4. Draft the slice queue
Draft tracer-bullet issues from the approved Project brief.
Each slice must be:
- End-to-end and user-visible or risk-reducing.
- Small enough for a 1-3 hour equivalent implementation.
- One concept only.
- Marked AFK when
/work can execute it after issue approval.
- Marked HITL when it needs a human decision, design review, access, or external setup.
For each proposed issue, show:
- Title
- Type: AFK or HITL
- Depends on
- User stories covered
- Behavior (Given/When/Then)
- Examples
- Constraints
- Files to touch best guess
- Done criteria
Ask the user to approve, split, merge, reorder, or retag slices. Iterate until approved.

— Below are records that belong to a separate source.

PR #4509, opened 2020-11-30
XRT-717 QSFP phase2: Add support of taking input data via sysfs node.

xdavidz:
This is the effort for enabling write into qsfp control nodes.
Spec is here: https://confluence.xilinx.com/display/DCG/Alveo+QSFP+Module+Management+and+Support

Test Results:
```
T1: read io_config*\
cp /sys/bus/pci/devices/0000\:5e\:00.0/xmc.m.18874373/qsfp0_io_config a
hexdump -n 1 a

T2: write io_config
head -c 4 a > b
cat b > /sys/bus/pci/devices/0000\:5e\:00.0/xmc.m.18874373/qsfp0_io_config

Tested sudo permission works as well.
/usr/bin/sudo cp /sys/bus/pci/devices/0000\:5e\:00.0/xmc.m.18874371/qsfp0_io_config a
/usr/bin/sudo hexdump a
0000000 0003



```

### DIFF
--- a/src/runtime_src/core/pcie/driver/linux/xocl/subdev/xmc.c
+++ b/src/runtime_src/core/pcie/driver/linux/xocl/subdev/xmc.c
@@ -338,7 +338,6 @@ struct xmc_pkt_hdr {
 
 #define CMC_OP_QSFP_DIAG_OFFSET 	0x14
 #define CMC_OP_QSFP_IO_OFFSET           0x8
-#define CMC_MAX_QSFP_READ_SIZE          128
 
 #define BDINFO_MAC_DYNAMIC              0x4B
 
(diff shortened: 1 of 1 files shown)


src/runtime_src/core/pcie/driver/linux/xocl/subdev/xmc.c
```diff
@@ -2577,28 +2600,66 @@ QSFP_BIN_ATTR(3);
...
+		dev_get_drvdata(container_of(kobj, struct device, kobj));       \
+	return xmc_qsfp_write(xmc, PORT, buffer, off, count);                   \
+}
+
+QSFP_CONTROL(0)
+QSFP_CONTROL(1)
+QSFP_CONTROL(2)
+QSFP_CONTROL(3)
+
+static BIN_ATTR_WO(qsfp0_control, 0);
```
maxzhen, line 2619: is sysfs nodes created by BIN_ATTR_WO() allows sudo access or do you have to su to root to write to it?

xdavidz: I suppose those are defined by the linux API, https://elixir.bootlin.com/linux/latest/source/include/linux/sysfs.h#L227
aka. RW as 0644, RO as 0444, WO as 02000. 

If we should customize the permission. We will need to not use BIN_ATTR_WO macro, instead we can define the bin_attribute directly as the same as cmc_image_write

maxzhen: 02000 means that only root can write to it. but i'd think that we would like to allow sudoers to write to it, right? so we can't use BIN_ATTR_WO here?

houlz0507 (approved):

src/runtime_src/core/pcie/driver/linux/xocl/subdev/xmc.c
xdavidz: adjust RW to 0600 which is 2(W)+4(R)
adjust W to 0200 which is 2(W)

verified sudoers works.

maxzhen (approved):

PR #4511, opened 2020-11-30
soft kernel in XRT native-1

sarab96:
Step-1: For adding soft kernel in native XRT
Adding arg setter for soft kernels

### DIFF
--- a/src/runtime_src/core/common/api/xrt_kernel.cpp
+++ b/src/runtime_src/core/common/api/xrt_kernel.cpp
@@ -959,7 +959,7 @@ class kernel_impl
     // assert ( ips.size() >= 1);
     auto ctrl = IP_CONTROL((ips[0]->properties & IP_CONTROL_MASK) >> IP_CONTROL_SHIFT);
     for (size_t idx = 1; idx < ips.size(); ++idx)
-      if (IP_CONTROL((ips[0]->properties & IP_CONTROL_MASK) >> IP_CONTROL_SHIFT) != ctrl)
+      if (IP_CONTROL((ips[idx]->properties & IP_CONTROL_MASK) >> IP_CONTROL_SHIFT) != ctrl)
         throw std::runtime_error("CU control protocol mismatch");
 
     return ctrl;
@@ -1214,6 +1214,24 @@ class run_impl
       desc_entry->arg_size = arg.size();
       auto count = std::min(arg.size() / sizeof(uint32_t), value.size());
       std::copy_n(value.begin(), count, desc_entry->arg_value);
+    }
+  };
+
+  //Soft Kernel Arg setter
+  struct sk_arg_setter : arg_setter
+  {
+    sk_arg_setter(uint32_t* data)
+      : arg_setter(data)
+    {}
+
+    //Soft kernel regmap size and arguments are unknown; xclbin doesn't have this info
+    virtual void
+    set_arg_value(const uint8_t* args, const uint32_t size) //sizein bytes from 0x0
+    {
+      if (size > 4092) {//From user max is 4092; First 32 bits are exclusive for SKD
+        throw xrt_core::error(-EINVAL, "Max soft kernel regamp size is 4092 bytes");
+      }
+      std::memcpy((uint8_t*)data, args, size);
     }
   };
 
--- a/src/runtime_src/core/common/api/xrt_kernel.cpp
+++ b/src/runtime_src/core/common/api/xrt_kernel.cpp
@@ -852,6 +852,10 @@ class kernel_impl
   size_t fa_output_entry_bytes = 0;    // Fast adapter output desc bytes
   size_t num_cumasks = 1;              // Required number of command cu masks
   uint32_t protocol = 0;               // Default opcode
+  //TODO For soft kernel; kernel type variable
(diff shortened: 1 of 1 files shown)


src/runtime_src/core/common/api/xrt_kernel.cpp
```diff
@@ -1217,6 +1217,24 @@ class run_impl
     }
   };
 
+  //Soft Kernel Arg setter
+  struct sk_arg_setter : arg_setter
```
stsoe, line 1221: Does not appear to be used.  Please complete this suggested change.

src/runtime_src/core/common/api/xrt_kernel.cpp
```diff
@@ -1217,6 +1217,24 @@ class run_impl
...
+  {
+    sk_arg_setter(uint32_t* data)
+      : arg_setter(data)
+    {}
+
+    //Soft kernel regmap size and arguments are unknown; xclbin doesn't have this info
+    virtual void
+    set_arg_value(const uint8_t* args, const uint32_t size) //sizein bytes from 0x0
```
stsoe, line 1229: How and where will this function be called, it doesn't match the signature of set_arg_value?

stsoe (changes requested):

src/runtime_src/core/common/api/xrt_kernel.cpp
sarab96: Added more info & code.

src/runtime_src/core/common/api/xrt_kernel.cpp
sarab96: See more info & code. For soft kernels args vector will be of size zero. For running kernel only full regmap setting will be allowed.

src/runtime_src/core/common/api/xrt_kernel.cpp
```diff
@@ -1297,6 +1346,14 @@ class run_impl
     arg.set(arg_setter.get(), args);
   }
 
+  void
+  set_sk_args(const uint8_t* args, const uint32_t size)
+  {
+    //TODO This is allowed only for soft kernels
+    arg_setter->set_sk_args(args, size);
+  }
```
stsoe, line 1354: Who will call this and how?  Soft kernels will not be a concept exposed at the API level so I am curious how this function will end being called?

src/runtime_src/core/common/api/xrt_kernel.cpp
```diff
@@ -852,6 +852,10 @@ class kernel_impl
   size_t fa_output_entry_bytes = 0;    // Fast adapter output desc bytes
   size_t num_cumasks = 1;              // Required number of command cu masks
   uint32_t protocol = 0;               // Default opcode
+  //TODO For soft kernel; kernel type variable
+  // OR use new protocol type for soft kernels
+  //bool is_soft_kernel;
+  // args will be zero size vector for soft kernel
```
stsoe, line 858: Remove.   This has be encoded in protocol.

src/runtime_src/core/common/api/xrt_kernel.cpp
```diff
@@ -1046,6 +1050,10 @@ class kernel_impl
 
     // set kernel protocol
     protocol = get_ip_control(ips);
+    //TODO for soft kernel
+    //either based on protocol type or kernel type variable
+    //For soft kernel args vector is of size zero
+    //Only allow setting of full regmap
```
stsoe, line 1056: Remove

src/runtime_src/core/common/api/xrt_kernel.cpp
```diff
@@ -1180,6 +1188,9 @@ class run_impl
 
     virtual void
     set_arg_value(const argument& arg, const arg_range<uint32_t>& value) = 0;
+
+    virtual void
+    set_sk_args(const uint8_t* args, const uint32_t size) = 0;
```
stsoe, line 1193: I don't think this is necessary.  The current set_arg_value should do just fine.  If not it should be set_arg_value with a arg_range instantiated for uint8.

src/runtime_src/core/common/api/xrt_kernel.cpp
```diff
@@ -1189,6 +1200,11 @@ class run_impl
       : arg_setter(data)
     {}
 
+    virtual void
+    set_sk_args(const uint8_t* args, const uint32_t size)
+    {
+      throw xrt_core::error("Invalid arguments. Reserved for soft kernels");
+    }
```
stsoe, line 1207: If the base class has multiple virtual functions some of which are not supported by all derived classes, then don't make the pure virtual, instead default their implementation (throw) in the base class.   However I don't think a new function is needed for soft kernels (see other comments)

stsoe (changes requested):
I don't think it is necessary for the sk_arg_setter to have different API compared to base class.  Nor should set_sk_args be necessary.    While sk_arg_setter will be needed, I think maybe you can provide some more context, and I can help integrate support for soft kernels without requiring changes beyond adding the setter.

sarab96:
soft kernel plan changed to make them similar to pl kernels in xclbin
Hence closing this PR

PR #4540, opened 2020-12-08
soft kernel return code not available with old zocl

sarab96:
If PS has old zocl then ensure cmd completion and don't expect return_code


larry9523 (commented):
Looks good. A couple of nits
1) Please try to use C89 comments style other than C99 in Linux kernel code whenever possible
2) It is better to replace 'old zocl' by 'shells that can not report command state in CQ'

sarab96:
Updated
> Looks good. A couple of nits
> 
> 1. Please try to use C89 comments style other than C99 in Linux kernel code whenever possible
> 2. It is better to replace 'old zocl' by 'shells that can not report command state in CQ'

larry9523 (approved):

PR #4545, opened 2020-12-09
CR-1084965 xbmgmt flash --factory_reset report:Failed to install bitstream guard: -22

maxzhen:
Some of the old QSPI IP on old boards does not support the QSPI_CMD_EXT_QUAD_WRITE command. We'll have to fall back to use QSPI_CMD_QUAD_WRITE for them.


maxzhen:
tested on u50/u250/u.2

cellery (approved):

PR #4534, opened 2020-12-07
Get xocl driver compiling on Linux 5.9

sonals:

PR #4555, opened 2020-12-12
Fix zocl build for Linux kernel 5.9

matwey:


maxzhen:
ok to test

larry9523 (approved):
Thanks for the patch. It looks good.
The only nit I have is it might be better if we are consistent on
LINUX_VERSION_CODE >= KERNEL_VERSION(5.9.0) and KERNEL_VERSION(5.9.0) >= KERNEL_VERSION(5.9.0)
I prefer the former.  ( I know we are not yet consistent across all zocl code :))

matwey:
I see that there is already fix for this issue in: #4534

larry9523:
> I see that there is already fix for this issue in: #4534

that is for xocl only, isn't it?

matwey:
Ah, you are right... I will account your comments tomorrow.

mclayton1000:
Hi @matwey  , hi @maxzhen , hi @larry9523 ,
as in #4534 , the patch should check for Linux >= 5.7, because those changes were introduced from kernel 5.7.
```
+#if LINUX_VERSION_CODE >= KERNEL_VERSION(5,7,0)
+       .gem_free_object_unlocked       = xocl_free_object,
+#else
        .gem_free_object                = xocl_free_object,
+#endif
```
and:
```
+#if LINUX_VERSION_CODE >= KERNEL_VERSION(5,7,0)
+       #define XOCL_DRM_GEM_OBJECT_PUT_UNLOCKED drm_gem_object_put
+       #define XOCL_DRM_GEM_OBJECT_GET drm_gem_object_get
+#elif LINUX_VERSION_CODE >= KERNEL_VERSION(4,12,0)
```
Best regards.

PR #4556, opened 2020-12-14
Use PETALINUX_VER variable

rbramand-xilinx:
> using PETALINUX_VER variable instead of hardcoded path


chvamshi-xilinx (approved):
Looks good.

PR #4559, opened 2020-12-14
Fix missed std:: for streampos

matwey:
`streampos` is a member of `std::` and that should be properly specified in order
to comply the standard.


maxzhen:
ok to test

AShivangi (approved):

stsoe (changes requested):
Let be more modern and use `auto` here; the type really is pretty clear from tellg().

PR #4562, opened 2020-12-15
CR-1081174 increase tx timeout to 6 sec for hot reset mailbox command

rajkumar-xilinx:
Increased transfer timmeout value to 6 sec for Hot Reset request message in mailbox driver.
It is observed this request is getting timed out in winodws host <-> linux vm case.
There are couple of reasons like wireserver in windows & udev events received by mpd,
causing this timeout issue.
Right before the reset mailbox msg is sent, xocl driver does an offline/online of the mailbox subdev.
This triggers async udev event in mpd. Then when the reset mailbox msg is sent by xocl driver,
the online event may not have been handled yet (the destroyed thread has not been recreated yet),
so nobody will handle the msg – that causes the tx timeout.

Signed-off-by: Brian Xu <brianx@xilinx.com>

### DIFF
--- a/src/runtime_src/core/pcie/driver/linux/xocl/userpf/xocl_drv.c
+++ b/src/runtime_src/core/pcie/driver/linux/xocl/userpf/xocl_drv.c
@@ -137,7 +137,7 @@ static void xocl_mig_cache_read_from_peer(struct xocl_dev *xdev)
 	memcpy(mb_req->data, &subdev_peer, data_len);
 
 	ret = xocl_peer_request(xdev,
-		mb_req, reqlen, mig_ecc, &resp_len, NULL, NULL, 0);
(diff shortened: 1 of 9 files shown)


src/runtime_src/core/pcie/driver/linux/xocl/userpf/xocl_drv.c
```diff
@@ -364,14 +364,14 @@ int xocl_hot_reset(struct xocl_dev *xdev, u32 flag)
 			return 0;
 
 		xocl_peer_request(xdev, &mbreq, sizeof(struct xcl_mailbox_req),
-			&ret, &resplen, NULL, NULL, 0);
+			&ret, &resplen, NULL, NULL, 0, 6);
```
rajkumar-xilinx, line 367: Increasing timeout to 6 seconds in hot reset case

xuhz (approved):

PR #4571, opened 2020-12-17
CR#1085436: buffer size check

sarab96:
soft kernel should not crash for buffer size smaller than 4096 Bytes

### DIFF
--- a/src/runtime_src/core/edge/drm/zocl/Makefile
+++ b/src/runtime_src/core/edge/drm/zocl/Makefile
@@ -22,7 +22,7 @@ endif
 
 endif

5. Create the Project document and issues
Only after Issue gate approval:
- Create a Linear project document containing the full approved slice queue:
linear documents create --input-file <document-payload.json> --json
Document payload:
{
"title": "<Project name> approved issue queue",
"content": "<full approved queue markdown>",
"projectId": "<project-id>"
}
- Create issues in dependency order, blockers first:
linear issues create --input-file <issue-payload.json> --json
Issue payload:
{
"teamId": "<team-id>",
"projectId": "<project-id>",
"stateId": "<todo-or-unstarted-state-id>",
"title": "<issue title>",
"description": "<issue body markdown>",
"priority": 3
}
If the team has no Todo/unstarted state, omit stateId and let Linear use its default.
Issue body template:
## Parent project
<Project URL>
## Type
AFK | HITL
## What to build
<one narrow end-to-end behavior>
## User stories covered
- <story reference>
## Behavior (Given/When/Then)
- **Scenario: <name>**
**Given** <state>, **when** <action>, **then** <observable outcome>
## Examples
<concrete input/output, workflow, or fixture>
## Constraints
- <task-specific constraint>
## Files to touch
- <best guess path or "Planner determines">
## Done when
- [ ] Every Given/When/Then scenario has test or QA evidence
- [ ] Repo gates pass
- [ ] No files outside the approved scope unless user approves
- [ ] Anti-overeng review has no unresolved flags
## Blocked by
<issue ids/urls, or "None - can start immediately">
When creating later issues, reference the real blocker IDs that were already created. Do not close or mark any issue Done.
6. Final response
Report:
- Linear Project URL
- Project document URL
- Created issue IDs and URLs in dependency order
- HITL vs AFK summary
- Recommended first
/work <issue-id>
Hard rules
- Do not publish Linear artifacts before the matching approval gate.
- Do not create local spec files unless the user explicitly asks.
- Do not create horizontal layer-only issues.
- Do not bury behavior in the Project only; repeat each mini-spec in its issue body.
- Do not infer team, state, or label when multiple plausible choices exist; use the question tool.
- Do not close, delete, or mark Linear issues Done.